Les obligations légales du Maire :

 

Les maires sont souvent confrontés au problème de la divagation des animaux sur le territoire de leur commune. Ces situations sont susceptibles d’engager la responsabilité de la commune.

L’arrêté Thérond du Conseil d’Etat du 4 mars 1910 juge que la capture et la prise en charge des chiens errants est un service public et que la divagation des animaux relève des pouvoirs de police administrative du maire. Ces pouvoirs sont organisés par les textes suivants :

Le maire est responsable de la lutte contre la divagation des animaux sur le territoire de sa commune. Cela concerne :

Cette compétence est attribuée au maire car on considère qu’il s’agit d’une problématique de sécurité et de salubrité publiques.

 

Quels sont les pouvoirs du Maire ?

 

En vertu de l’article L2212-2-7 du Code Général des Collectivités Locales, le maire est garant de la sécurité et de la tranquillité publiques. A ce titre, il est chargé de solutionner les problèmes générés par la présence d’animaux errants ou potentiellement dangereux.

 

L’article L211-22 du Code Rural précise que le maire a l’obligation de prendre toutes dispositions pour empêcher la divagation des chiens et des chats. Il peut ordonner que les animaux soient tenus en laisse et que les chiens soient muselés. Il prévoit également que les chiens et les chats errants qui seraient saisis sur le territoire de la commune soient conduits à la fourrière où ils seront gardés durant un délai légal de 8 jours ouvrés et francs.

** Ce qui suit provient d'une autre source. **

PR #3598, opened 2023-06-08
refactor: cleanup messy code in pEx implementation

Moopli:
- pEx implementation no longer needs to replace Credential ID temporarily
- assorted cleanup

### DIFF
--- a/component/models/presexch/definition.go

S’agissant des animaux domestiques et des animaux sauvages apprivoisés ou tenus en captivité, leur divagation est interdite par l’article L211-19-1 du code rural.

 

Qu’est-ce qu’un animal en divagation ?

Avant la loi du 22 juin 1989, il n’existait aucun texte règlementaire définissant l’état de divagation. Désormais, est considéré comme divaguant, tout chien qui, en dehors d’une action de chasse ou de la garde ou de la protection d’un troupeau, n’est plus sous la surveillance effective de son maitre, se trouve hors de portée de voix de celui-ci ou de tout instrument sonore permettant son rappel, ou qui est éloigné de son propriétaire ou de la personne qui en est responsable, d’une distance de plus de 100 mètres. Tout chien abandonné, livré à son seul instinct, est considéré comme en état de divagation, sauf s’il participait à une action de chasse et qu’il est démontré que son propriétaire ne s’est pas abstenu de tout entreprendre pour le retrouver et le récupérer, y compris après la fin de l’action de chasse.

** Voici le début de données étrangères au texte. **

PR #3605, opened 2023-06-30
fix: pEx excludes non-SD VCs when SD is required

Moopli:


rolsonquadras (approved):

component/models/presexch/definition.go
```diff
@@ -946,6 +943,11 @@ func limitDisclosure(filterResults []constraintsFilterResult,
 			}
 		}
 
+		if constraints.LimitDisclosure.isRequired() && !predicate &&
+			credential.SDJWTHashAlg == "" && !hasBBS(credential) && !subjectIsIssuer(credential) {
```
vkubiv, line 947: Maybe it will be good to have some function like `supportsSelectiveDisclosure` etc. And it will contain these conditions `credential.SDJWTHashAlg == "" && !hasBBS(credential)`. It will be more readable and can be reused in other places. and if we will have some other type of credentials with selective disclosure we can add additional condition only in one place.

vkubiv (approved):

component/models/presexch/definition.go
Moopli: That's a good point. The annoying thing I noticed is that the conditions aren't always exactly the same - sometimes we want specifically BBS, sometimes specifically SDJWT, sometimes the condition is something like "either predicate or selective disclosure" etc.

I could make a few helper functions like `supportsSelectiveDisclosure`, `isSDJWTCredential`, etc, that way the logic is made more explicit.

sudeshrshetty (approved):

Est également considéré comme divaguant, tout chat non identifié se trouvant à plus de 200 mètres d’une habitation ou tout chat trouvé à plus de 1000 mètres du domicile de son maître et qui n’est pas sous la surveillance immédiate de celui-ci, ainsi que tout chat dont le propriétaire n’est pas connu et qui est saisi sur la voie publique ou sur la propriété d’autrui.

L’ordonnance 2006-1224 du 5 octobre 2006 du Ministère de l’Agriculture a introduit dans le Code Rural l’article L211-19-1, précisant qu’il est interdit de laisser divaguer les animaux domestiques et les animaux sauvages apprivoisés ou tenus en captivité. Ainsi sont concernés les animaux d’élevage (ovins, bovins, caprins, porcins, équidés…) et les animaux sauvages tenus en captivité ou élevés (sangliers, cerfs, daims…).

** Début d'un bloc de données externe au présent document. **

PR #3608, opened 2023-07-25
feat: vc data integrity API and structure

Moopli:


component/models/dataintegrity/models/models.go
```diff
@@ -0,0 +1,51 @@
...
+Copyright Gen Digital Inc. All Rights Reserved.
+
+SPDX-License-Identifier: Apache-2.0
+*/
+
+package models
+
+import "time"
+
+// TODO integrate VerificationMethod model with the did doc VM model
```
Moopli, line 11: In my next PR I'll be taking a look at the TODOs added in this one. If y'all want, I could remove these TODOs for less clutter.

rolsonquadras (approved):

component/models/dataintegrity/models/models.go
DRK3: I'm neutral on whether the TODOs stay in or not, but thanks for the heads up/explanation!

component/models/dataintegrity/signer.go
```diff
@@ -0,0 +1,102 @@
...
+// suites to perform data integrity signing.
+func NewSigner(suites ...suite.SignerInitializer) (*Signer, error) {
+	signer := &Signer{
+		suites: map[string]suite.Signer{},
+	}
+
+	for _, initializer := range suites {
+		suiteType := initializer.Type()
+
+		if _, ok := signer.suites[suiteType]; ok {
```
DRK3, line 35: Is this check here to ensure there aren't duplicates? I'm wondering if maybe you should state this in the NewSigner comment docs or perhaps make the input argument a map to begin with? Or maybe that makes the parameter too complicated.... hmm. Something to think about

component/models/dataintegrity/signer.go
```diff
@@ -0,0 +1,102 @@
...
+// ErrProofGeneration.
+func (s *Signer) AddProof(doc []byte, opts *models.ProofOptions) ([]byte, error) { // nolint:gocyclo
+	signerSuite, ok := s.suites[opts.SuiteType]
+	if !ok {
+		return nil, ErrUnsupportedSuite
+	}
+
+	proof, err := signerSuite.CreateProof(doc, opts)
+	if err != nil {
+		return nil, ErrProofGeneration
```
DRK3, line 72: I see you're not wrapping the error here - is that intentional? (same question applies for the other error returns in this function that don't wrap lower-level errors)

component/models/dataintegrity/verifier.go
```diff
@@ -0,0 +1,146 @@
...
+
+	if !proofRaw.Exists() {
+		return ErrMissingProof
+	}
+
+	proof := &models.Proof{}
+
+	err := json.Unmarshal([]byte(proofRaw.Raw), proof)
+	if err != nil {
+		return ErrMalformedProof
```
DRK3, line 93: Intentionally not wrapping errors?

DRK3 (approved):
Minor comments to consider

component/models/dataintegrity/signer.go
Moopli: Yes, essentially. Without a check, then multiple instances of the same suite might be initialized (if, for example, you have an API that initializes some defaults and then you also pass in a list of suites you want to include, they might overlap), but it doesn't make sense to have multiple versions of the same suite active in the same data-integrity signer/verifier. So, we'd still only have one instance of each suite available in the signer/verifier, meaning all the others were initialized for no reason. Since initialization might mean initializing some sort of key store etc, I thought it would be better to avoid letting duplicates initialize in the first place.

sudeshrshetty (approved):

component/models/dataintegrity/signer.go
Moopli: Yup!

component/models/dataintegrity/verifier.go
Moopli: Yup! Same with all the others.

Actually, particularly on the verification side, it might be worthwhile to ensure each error also has a constant execution path to avoid side-channel sniffing of the source of the error.

PR #311, opened 2015-07-15
Add clickWindow support to ContainerWindow

Gnomesley:
Small fix to allow clicking inside non-Vanilla windows.


rom1504:
Thanks ! I added a commit improving the code a little.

L’article L211-20 précise que lorsque les animaux errants sans détenteur, ou dont le détenteur refuse de se faire connaître, sont trouvés pacageant sur des terrains appartenant à autrui, sur les accotements ou dépendances des routes, canaux, chemins ou sur des terrains communaux, le propriétaire lésé, ou son représentant, a le droit de les conduire ou de les faire conduire immédiatement en lieu de dépôt désigné par l’autorité municipale.

 

Le rôle de la fourrière

Chaque commune doit disposer selon l’article L211-24 du Code Rural soit d’une fourrière communale apte à l’accueil et à la garde des chiens et chats trouvés errants ou en état de divagation, soit du service d’une fourrière établie sur le territoire d’une autre commune avec l’accord de cette dernière.

Chaque fourrière doit avoir une capacité adaptée aux besoins de chacune des communes pour lesquelles elle assure les services d’accueil des animaux. Cette capacité est constatée par arrêté du maire de la commune où elle est installée.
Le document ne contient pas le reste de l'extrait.